Application of Geographic Information in Diabetes Care Management

Authors: Tsu-Yun Chiu*, Chi Mei Medical Center, No.901, Zhonghua Rd., Yongkang Dist., Tainan City 710, Taiwan (R.O.C.), Tsung-Hsueh Lu, Institution of Public Health, College of Medical, National Cheng Kung University, Tainan, Taiwan (R.O.C.), Tain-Junn Cheng, Chi Mei Medical Center, No.901, Zhonghua Rd., Yongkang Dist., Tainan City 710, Taiwan (R.O.C.)

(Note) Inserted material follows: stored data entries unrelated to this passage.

PR #929, opened 2023-05-17
Provide C++ functions to expose objects to Python

### LINKED ISSUE #798: Provide C++ functions to expose objects to Python

feltech:
## Description

Closes #798. Adds new `openassetio::python::converter` namespace with functions `castToPyObject` and `castFromPyObject`.

- [ ] I have updated all relevant user documentation (TBD see below)

## Reviewer Notes

AC "Documentation examples updated" - other than docstrings (which contain snippets), we don't have C++ example docs to update(?).

AC "Integration tests added (OpenAssetIO-Test-CMake or otherwise)" - do we still think this is necessary in addition to included Catch2 tests?

## Test Instructions

Unit tests provided. Tricky to test externally without hacking together a hybrid C++/Python OpenAssetIO host.

### DIFF
--- a/RELEASE_NOTES.md
+++ b/RELEASE_NOTES.md
@@ -29,6 +29,13 @@ v1.0.0-alpha.xx
   `ResolveSuccessCallback` from reference types to value types.
   [#858](https://github.com/OpenAssetIO/OpenAssetIO/issues/858)
 
+### New Features
+
+- Added utility methods `castToPyObject` and `castFromPyObject` to
+  `openassetio-python-bridge` to facilitate converting between C++ and
+  Python objects for hosts seeking to support mixed language workflows.
+  [#798](https://github.com/OpenAssetIO/OpenAssetIO/issues/798)
+
 ### Improvements
 
 - Added support for running `ctest` when a python venv is used to
--- a/src/openassetio-python/bridge/include/openassetio/python/converter.hpp
+++ b/src/openassetio-python/bridge/include/openassetio/python/converter.hpp
@@ -1,0 +1,101 @@
+// SPDX-License-Identifier: Apache-2.0
+// Copyright 2023 The Foundry Visionmongers Ltd
+#pragma once
+
+#include <Python.h>
+
+#include <openassetio/export.h>
+#include <openassetio/python/export.h>
+#include <openassetio/typedefs.hpp>
+
+namespace openassetio {
+inline namespace OPENASSETIO_CORE_ABI_VERSION {
+/**
+ * Converter functionality for going between C++ and CPython objects.
+ */
+namespace python::converter {
+/**
+ * Casts a C++ API object to the equivalent Python object.
+ *
+ * This template is explicitly instantiated to only the OpenAssetIO
+ * types, and is not intended to be a generic converter.
+ *
+ * The purpose of this function is to provide a Python/C++ conversion
+ * without requiring/exposing a particular CPython binding library
+ * implementation.
+ *
+ * The returned `PyObject` owns a hidden reference to the input
+ * `shared_ptr`, ensuring it is kept alive. The reference will be
+ * released when the `PyObject` is destroyed.
+ *
+ * @note This function does not acquire the GIL.
+ *
+ * @warning A Python environment, with `openassetio` imported, must be
+ *          available in order to use this function.
+ *
+ * @throws std::invalid_argument if the input is null.
+ * @throws std::runtime_error if the cast fails.
+ *
+ * @param objectPtr A non-const OpenAssetIO pointer type, (eg, @needsref
+ * ManagerPtr). The returned `PyObject` takes shared ownership of this
+ * input \p objectPtr, and will keep the C++ instance alive until the
+ * `PyObject` is destroyed.
+ * This parameter must be the non-const OpenAssetIO pointer type as
+ * casting to python erases constness.
+ *
+ * @return A `PyObject` pointer to an object of the Python API type
+ * associated with the C++ API object provided. The reference count of
+ * the `PyObject` will be incremented, and must be decremented by the
+ * caller when done.
+ */
+template <typename T>
+OPENASSETIO_PYTHON_BRIDGE_EXPORT PyObject* castToPyObject(const T& objectPtr);
+
+/**
+ * Casts a Python object to the equivalent C++ API object.
+ *
+ * This template is explicitly instantiated to only the OpenAssetIO
+ * types, and is not intended to be a generic converter.
+ *
+ * The purpose of this function is to provide a Python/C++ conversion
+ * without requiring/exposing a particular CPython binding library
+ * implementation.
+ *
+ * The returned `shared_ptr` owns a hidden reference to the input
+ * `PyObject`, ensuring it is kept alive. The reference will be released
+ * when the `shared_ptr` is destroyed.
+ *
+ * Using this function requires specifying the template argument of
+ * the C++ API type equivalent to the type of the object referred to by
+ * the \p pyObject pointer.
+ *
+ * @code{.cpp}
+ * ManagerPtr manager = castFromPyObject<Manager>(pyManager);
+ * @endcode
+ *
+ *
+ * If the types of the template argument and the \p pyObject are not
+ * equivalent, an exception will be thrown due to inability to perform
+ * the cast.
+ *
+ * @note This function does not acquire the GIL.
+ *
+ * @warning A Python environment, with `openassetio` imported, must be
+ *          available in order to use this function.
+ *
+ * @throws std::invalid_argument if the function fails due to inability
+ * to cast between types, or if the input is null.
+ *
+ * @param pyObject A `PyObject` pointer to a Python object that must be
+ * of equivalent type to the template argument.
+ *
+ * @return An OpenAssetIO pointer to a C++ API object cast from the
+ * provided \p pyObject. The lifetime of the PyObject will be extended
+ * to at least the lifetime of the returned `shared_ptr`.
+ */
+template <typename T>
+OPENASSETIO_PYTHON_BRIDGE_EXPORT typename T::Ptr castFromPyObject(PyObject* pyObject);
+
+}  // namespace python::converter
+}  // namespace OPENASSETIO_CORE_ABI_VERSION
+}  // namespace openassetio
--- a/src/openassetio-python/bridge/src/python/converter.cpp
+++ b/src/openassetio-python/bridge/src/python/converter.cpp
@@ -1,0 +1,109 @@
+// SPDX-License-Identifier: Apache-2.0
+// Copyright 2022 The Foundry Visionmongers Ltd
+#include <openassetio/python/converter.hpp>
+
+#include <pybind11/embed.h>
+
+#include <openassetio/Context.hpp>
+#include <openassetio/TraitsData.hpp>
+#include <openassetio/hostApi/HostInterface.hpp>
+#include <openassetio/hostApi/Manager.hpp>
+#include <openassetio/hostApi/ManagerFactory.hpp>
+#include <openassetio/hostApi/ManagerImplementationFactoryInterface.hpp>
+#include <openassetio/log/ConsoleLogger.hpp>
+#include <openassetio/log/LoggerInterface.hpp>
+#include <openassetio/log/SeverityFilter.hpp>
+#include <openassetio/managerApi/Host.hpp>
+#include <openassetio/managerApi/HostSession.hpp>
+#include <openassetio/managerApi/ManagerInterface.hpp>
+#include <openassetio/managerApi/ManagerStateBase.hpp>
+
+// Private headers
+#include <openassetio/private/python/pointers.hpp>
+
+namespace py = pybind11;
+
+namespace openassetio {
+inline namespace OPENASSETIO_CORE_ABI_VERSION {
+namespace python::converter {
+
+template <typename T>
+PyObject* castToPyObject(const T& objectPtr) {
+  // Stash the errors for restoring after cast.
+  // An error_scope calls PyErr_Fetch (which clears the active error),
+  // and stashes them, restoring the error state when it falls out of
+  // scope
+  const py::error_scope previousErrorState;
+
+  if (objectPtr == nullptr) {
+    throw std::invalid_argument(
+        "Attempting to cast a nullptr objectPtr in "
+        "openassetio::python::converter::castToPyObject");
+  }
+
+  py::object pybindObj = py::cast(objectPtr);
+
+  // Check to see if the py::cast has spawned a python error
+  // We use another error_scope here for convenience of access, relying
+  // on the fact that the original error scope will be destructed last,
+  // resetting to the initial error.
+  const py::error_scope castErrorState;
+
+  if (castErrorState.value != nullptr) {
+    throw std::runtime_error(py::str(castErrorState.value));
+  }
+
+  // `release()` to avoid decrementing the PyObject refcount on leaving
+  // this function. We explicitly want +1 refcount.
+  return pybindObj.release().ptr();
+}
+
+template <typename T>
+typename T::Ptr castFromPyObject(PyObject* pyObject) {
+  if (pyObject == nullptr) {
+    throw std::invalid_argument(
+        "Attempting to cast a nullptr PyObject in "
+        "openassetio::python::converter::castFromPyObject");
+  }
+
+  // get Python object.
+  const auto pyInstance = py::reinterpret_borrow<py::object>(pyObject);
+
+  try {
+    // Extract the underlying C++ base class pointer.
+    auto* cppInstancePtr = py::cast<T*>(pyInstance);
+
+    // Use aliasing constructor, linking Python instance and C++ instance
+    // lifetimes via PyObject refcount.
+    return pointers::createPyRetainingPtr<typename T::Ptr>(pyInstance, cppInstancePtr);
+  } catch (const py::cast_error& castError) {
+    // Rethrow here to avoid bleeding pybind exception dependencies.
+    throw std::invalid_argument(castError.what());
+  }
+}
+
+// To/from explicit specialization convenience.
+// As these specializations are being used across library boundaries,
+// we must export them to prevent undefined-symbol link errors.
+#define OPENASSETIO_SPECIALIZE_PYTHON_CONVERSIONS(Class)                          \
+  template OPENASSETIO_PYTHON_BRIDGE_EXPORT PyObject* castToPyObject<Class::Ptr>( \
+      const Class::Ptr&);                                                         \
+  template OPENASSETIO_PYTHON_BRIDGE_EXPORT Class::Ptr castFromPyObject<Class>(PyObject*);
+
+OPENASSETIO_SPECIALIZE_PYTHON_CONVERSIONS(openassetio::Context)
+OPENASSETIO_SPECIALIZE_PYTHON_CONVERSIONS(openassetio::TraitsData)
+OPENASSETIO_SPECIALIZE_PYTHON_CONVERSIONS(hostApi::HostInterface)
+OPENASSETIO_SPECIALIZE_PYTHON_CONVERSIONS(hostApi::Manager)
+OPENASSETIO_SPECIALIZE_PYTHON_CONVERSIONS(hostApi::ManagerFactory)
+OPENASSETIO_SPECIALIZE_PYTHON_CONVERSIONS(hostApi::ManagerImplementationFactoryInterface)
+OPENASSETIO_SPECIALIZE_PYTHON_CONVERSIONS(log::ConsoleLogger)
+OPENASSETIO_SPECIALIZE_PYTHON_CONVERSIONS(log::LoggerInterface)
+OPENASSETIO_SPECIALIZE_PYTHON_CONVERSIONS(log::SeverityFilter)
+OPENASSETIO_SPECIALIZE_PYTHON_CONVERSIONS(managerApi::Host)
+OPENASSETIO_SPECIALIZE_PYTHON_CONVERSIONS(managerApi::HostSession)
+OPENASSETIO_SPECIALIZE_PYTHON_CONVERSIONS(managerApi::ManagerInterface)
+OPENASSETIO_SPECIALIZE_PYTHON_CONVERSIONS(managerApi::ManagerStateBase)
+
+}  // namespace python::converter
+}  // namespace OPENASSETIO_CORE_ABI_VERSION
+}  // namespace openassetio
--- a/src/openassetio-python/tests/bridge/CMakeLists.txt
+++ b/src/openassetio-python/tests/bridge/CMakeLists.txt
@@ -31,6 +31,7 @@ target_sources(
     openassetio-python-bridge-test-exe
     PRIVATE
     main.cpp
+    python/test_converter.cpp
     python/test_hostApi.cpp
 )
 
@@ -97,7 +98,7 @@ separate_arguments(_envvars NATIVE_COMMAND ${_envvars})
 
 
 #-----------------------------------------------------------------------
-# Create CTest target.
+# Create CTest target for tests that may import _openassetio
 add_custom_target(
     openassetio.internal.python-bridge-test
     COMMAND
@@ -116,5 +117,33 @@ $<TARGET_FILE_NAME:openassetio-python-bridge-test-exe>"
 openassetio_add_test_target(openassetio.internal.python-bridge-test)
 openassetio_add_test_fixture_dependencies(
     openassetio.internal.python-bridge-test
+    openassetio.internal.install
+)
+
+#-----------------------------------------------------------------------
+# Create CTest target for tests that intentionally exclude _openassetio
+# This came about from wanting to test the error state of functions
+# that use the python interpreter, specifically the errors that happen
+# when `_openassetio` hadn't been imported into the python environment.
+# We can't just rely on ordering for this, as test execution order
+# is non-consitent across platforms.
+add_custom_target(
+    openassetio.internal.python-bridge-no-openassetio-module-test
+    COMMAND
+    # Note: environment variables set in-line here rather than using
+    # `set_tests_properties`. If that function is used then the calling
+    # environment is affected. In particular, PYTHONHOME can interfere
+    # with CMake itself (if installed as a pip package and so
+    # /usr/local/cmake is actually a Python console_script).
+    # Note: as above, we must not have trailing whitespace after setting
+    # an env var on Windows.
+    ${_envvars}&&
+"${CMAKE_INSTALL_PREFIX}/${CMAKE_INSTALL_BINDIR}/\
+$<TARGET_FILE_NAME:openassetio-python-bridge-test-exe>" "[no_openassetio_module]"
+)
+
+openassetio_add_test_target(openassetio.internal.python-bridge-no-openassetio-module-test)
+openassetio_add_test_fixture_dependencies(
+    openassetio.internal.python-bridge-no-openassetio-module-test
     openassetio.internal.install
 )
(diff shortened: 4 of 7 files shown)


src/openassetio-python/bridge/src/python/converter.cpp
```diff
@@ -0,0 +1,105 @@
...
+  return pybindObj.release().ptr();
+}
+
+template <typename T>
+typename T::Ptr castFromPyObject(PyObject* pyObject) {
+  if (pyObject == nullptr) {
+    throw std::invalid_argument("Attempting to cast a nullptr PyObject");
+  }
+
+  // get Python object.
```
Issue #124, opened 2021-12-03
Prefix glossary refs in Doxygen comments


feltech:
# What

Prefix the cross-reference labels of glossary page items with some token and adjust the ref text case to match the glossary title, e.g. `attributes` -> `gloss:Attributes`.

# Why

* When reading the documentation in the source it would be useful to know at a glance where a ref points to, in particular whether it points to the glossary or some class/method/variable.
* When writing the documentation it would be useful to have the case of the ref match the case of the rendered output, to help visualise how the paragraph will look.

feltech:
Some of this was done as part of #1037 by adding a `glossary_` prefix to disambiguate.

Looking at the `@section`s in `Glossary.dox`, there are still some ambiguous reference names. I.e. `Context`, `HostInterface`, `ManagerInterface`.

In general, I think we would be well served by prefixing _all_ `@section` references with `glossary_`, so its easy to tell when the glossary is being mentioned.

Gmaj9:
I would like to have a go at this for ASWF Dev Days on 9/25.

marivenkatakrishnan:
is it still open? i would like to contribute.

Gmaj9:
> is it still open? i would like to contribute.

Yes, I did not finish this. I can provide what I did complete.

marivenkatakrishnan:
> Yes, I did not finish this. I can provide what I did complete.

sure, i will enhance from where you left

Gmaj9:
@marivenkatakrishnan I just opened a PR with what I completed, alongside the regex I used to locate references.

Gmaj9:
@marivenkatakrishnan my PR partially resolving this issue has been merged. You are free to pick up where I left off.

PR #931, opened 2023-05-19
[Docs] Docs detailing python cast exceptions

elliotcmorris:
We forgot to add these, wanna do it before the release.

Some methods are implemented in python, temporarily, and this means that casted PyObjects wont have access to those methods. Add docs to describe this niggle, even though this problem will disappear soon as these methods get ported to c++.

## Description

Closes # (issue)

### DIFF
--- a/RELEASE_NOTES.md
+++ b/RELEASE_NOTES.md
@@ -34,6 +34,10 @@ v1.0.0-alpha.xx
 - Added utility methods `castToPyObject` and `castFromPyObject` to
   `openassetio-python-bridge` to facilitate converting between C++ and
   Python objects for hosts seeking to support mixed language workflows.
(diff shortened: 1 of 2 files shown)


foundrytom (changes requested):
Thanks @elliotcmorris looks good aside from the broken ref.

elliotcmorris:
Annoying, linked locally, but all the `Manager` types are lowercased when @ref'd throughout the codebase so I guess that's the thing, (ManagerInterface is capital everywhere so beats me why :shrug: )

foundrytom:
> Annoying, linked locally, but all the `Manager` types are lowercased when @ ref'd throughout the codebase so I guess that's the thing, (ManagerInterface is capital everywhere so beats me why 🤷 )

lowercase will prob take you to the glossary entry (see #124) vs the class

Topics: Medical and Health Geography
Keywords: Geographic Information, diabetes mellitus management, care quality indicator
Session Type: Paper
Day: 4/13/2018
Start / End Time: 10:00 AM / 11:40 AM
Room: Studio 8, Marriott, 2nd Floor
Presentation File: No File Uploaded


Background: This study aims to examine the geographic clusters of macrovascular complication for diabetes mellitus (DM) and compare the care quality indicators between the hotspots and the rest of locations. Method: Addresses, demographic information and care quality indicators of DM patients in the year of 2014 were extracted from the medical information system of a medical center in Tainan City, Taiwan. Patients’ addresses were transformed and grouped into Statistical Area Level 1 (SA1). Geographic clusters of macrovascular complication for DM were been identified using Moran’s I test and LISA statistics. The association between indicators and locations were been examined using Student’s t-test. Results: 12,716 patients’ information and medical records were included. More than half of the subjects were male and between 60-79 years old. Patents with macrovascular complications comprised 75% of all patients and were clustered in 142 out of 4303 SA1. The distribution of sex was almost the same, while patients in hotspots were significantly older than other locations. The compliance of medication was similar, while the compliance of every examination in hotspots was lower. Proportion of non-macrovascular complications was insignificant between hotspots and other areas. As for the geographic differences in macrovascular complications, cardiovascular diseases and peripheral vascular disease were the most remarkable. Conclusion: This study demonstrated that there was a slight geographical difference in the outcome of DM, and the quality of care did vary by regions. Our findings would be a valuable resource for health planners and related practitioners to enhance the quality of diabetes care.